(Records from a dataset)

----

PR #199, opened 2026-08-02
Let Apply/Save Layout be bound to a key

### LINKED ISSUE #113: Some MacTerm UI Improvements

thdxg:
## What

Makes **Apply Layout** and **Save Layout** rebindable commands. Both ship unbound (`none`) — they gain a Settings → Keymaps row and a working binding, not a default shortcut.

## Why

Both were palette-only. They're the kind of action you reach for repeatedly while iterating on a project's pane layout, and every comparable command is already bindable.

Unbound by default is deliberate rather than just conservative: Apply Layout rewrites the live pane tree and Save Layout overwrites the project file, so a stock chord would make a mistyped binding destructive. Opt-in via Settings.

## How

Follows the "Adding a New Action" recipe in CLAUDE.md:

1. `HotkeyAction` gains `applyLayout` / `saveLayout` (`apply_layout` / `save_layout`), both defaulting to `"none"`.
2. `AppCommand.hotkeyAction` links them — they move out of the `nil` group. Titles flow from `AppCommand`, so Settings renders "Apply Layout"/"Save Layout" under Projects with no new strings.
3. `MainAppResponder` appends both to the existing loop that dispatches through `AppCommand.action(in:)`.

Step 3 is what keeps this small. Neither command gets a hand-written handler, so both inherit the palette's enablement guards — Apply Layout with no applicable project file yields a `nil` action and the keystroke falls through instead of firing a no-op — plus the same error-presenting wrappers (`applyLayoutPresentingError` / `saveLayoutPresentingError`). The key path and the palette path can't drift.

Settings → Keymaps picks both up automatically via `HotkeyAction.allCases`, as does `isAppShortcut` in `GhosttyTerminalNSView`, so once bound the chord passes through the terminal instead of being typed into the shell.

## Verified

`HotkeysTests.layout_actions_are_unbound_by_default_and_titled_from_command` pins the unbound defaults and the command↔action links, mirroring the existing `copySessionID` test. Confirmed it actually ran and passed in the xcresult rather than relying on a green suite.

Not exercised in a running app — the change is config/dispatch wiring with no default binding to press, and the dispatch path it joins is already covered by the three commands using it.

## Notes for reviewers

Apply/Save Layout have **no menu-bar items** today (palette-only), and I left that alone as outside the ask — so they gain a Settings row and a binding but no Project-menu entry. Adding them there is a reasonable follow-up.

Worth a look: the two new `HotkeyAction` raw values are persistence keys (`macterm.hotkey.apply_layout` / `…save_layout`), so renaming a case later is a stored-preference migration.

### DIFF
--- a/Macterm/App/AppCommand.swift
+++ b/Macterm/App/AppCommand.swift
@@ -169,12 +169,12 @@ enum AppCommand: String, CaseIterable, Identifiable {
         case .renameTab: .renameTab
         case .renameProject: .renameProject
         case .copySessionID: .copySessionID
+        case .applyLayout: .applyLayout
+        case .saveLayout: .saveLayout
         case .newRemoteProject,
              .unloadProject,
              .removeProject,
              .replaceProjectPathWithCurrentDir,
-             .applyLayout,
-             .saveLayout,
              .checkForUpdate: nil
         }
     }
--- a/Macterm/App/Hotkeys.swift
+++ b/Macterm/App/Hotkeys.swift
@@ -39,6 +39,8 @@ enum HotkeyAction: String, CaseIterable, Identifiable {
     case renameTab = "rename_tab"
     case renameProject = "rename_project"
     case copySessionID = "copy_session_id"
+    case applyLayout = "apply_layout"
+    case saveLayout = "save_layout"
 
     var id: String { rawValue }
 
@@ -80,6 +82,10 @@ enum HotkeyAction: String, CaseIterable, Identifiable {
         case .renameTab: "cmd+r"
         case .renameProject: "none"
         case .copySessionID: "none"
+        // Unbound by default: both rewrite or replace the live pane tree, so a
+        // stray keystroke on a stock binding would be destructive.
+        case .applyLayout: "none"
+        case .saveLayout: "none"
         }
     }
 }
--- a/Macterm/App/Responders.swift
+++ b/Macterm/App/Responders.swift
@@ -290,8 +290,11 @@ final class MainAppResponder: KeyResponder {
         // truth shared with the palette and menu bar — so the paths can't drift.
         // Rename defers begin-editing a tick (see AppCommandActions) so the
         // sidebar row's TextField exists before it takes first responder;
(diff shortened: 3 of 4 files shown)


thdxg:
Investigated rather than pushed a fix — this looks like a false positive, and I want to lay out why so the guard can be improved if you agree.

**The diff cannot execute during the benchmark.** The whole production change is two `HotkeyAction` enum cases (both defaulting to `"none"`), two `hotkeyAction` links, and two extra elements in a dispatch array in `MainAppResponder.handle`. That code runs **only on a key event**. The harness types nothing — its workload is `/bin/sh` date loops spawned through the CLI — and both flagged cells are `workload-unfocused`, where the window isn't even key.

The one plausible mechanism was `HotkeyAction.allCases` growing by two, since `GhosttyTerminalNSView.isAppShortcut` scans it per keystroke. I checked every `allCases` site: the other three are in `SettingsView`. None is on a timer, in the render path, or in the pty path.

**The two flagged cells aren't independent.** `should_label` requires ≥2 cells so a lone outlier can't label — but CPU % and CPU ms/s are two instruments reading one quantity in one state. Their ratio is unchanged:

| | ms/s per CPU % |
|---|---:|
| baseline | 9.90 |
| this branch | 9.96 |

0.6% apart — one CPU reading counted twice. They also clear their floors by the same margin (0.70 vs 0.5 = 1.40×; 7.1 vs 5.0 = 1.42×), which is what one number in two units looks like, rather than two correlated effects.

Supporting signal: idle `focused` CPU moved +50% / +59% on the same run — a state this diff cannot touch at all — which reads as a hot runner across the whole run rather than a code change.

**Possible follow-up (not this PR):** `should_label` could count `cpu_pct` and `cpu_ms_per_s` within the same state as a single vote, so corroboration requires genuinely distinct signals or distinct states. Happy to open a separate PR if that seems right.

_🤖 Addressed by [Claude Code](https://claude.com/claude-code)_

----

Of all the entries above, output exactly the lines between the one holding "Settings → Keymaps picks" and the one holding "case .renameTab: .renameTab", inclusive.

Settings → Keymaps picks both up automatically via `HotkeyAction.allCases`, as does `isAppShortcut` in `GhosttyTerminalNSView`, so once bound the chord passes through the terminal instead of being typed into the shell.

## Verified

`HotkeysTests.layout_actions_are_unbound_by_default_and_titled_from_command` pins the unbound defaults and the command↔action links, mirroring the existing `copySessionID` test. Confirmed it actually ran and passed in the xcresult rather than relying on a green suite.

Not exercised in a running app — the change is config/dispatch wiring with no default binding to press, and the dispatch path it joins is already covered by the three commands using it.

## Notes for reviewers

Apply/Save Layout have **no menu-bar items** today (palette-only), and I left that alone as outside the ask — so they gain a Settings row and a binding but no Project-menu entry. Adding them there is a reasonable follow-up.

Worth a look: the two new `HotkeyAction` raw values are persistence keys (`macterm.hotkey.apply_layout` / `…save_layout`), so renaming a case later is a stored-preference migration.

### DIFF
--- a/Macterm/App/AppCommand.swift
+++ b/Macterm/App/AppCommand.swift
@@ -169,12 +169,12 @@ enum AppCommand: String, CaseIterable, Identifiable {
         case .renameTab: .renameTab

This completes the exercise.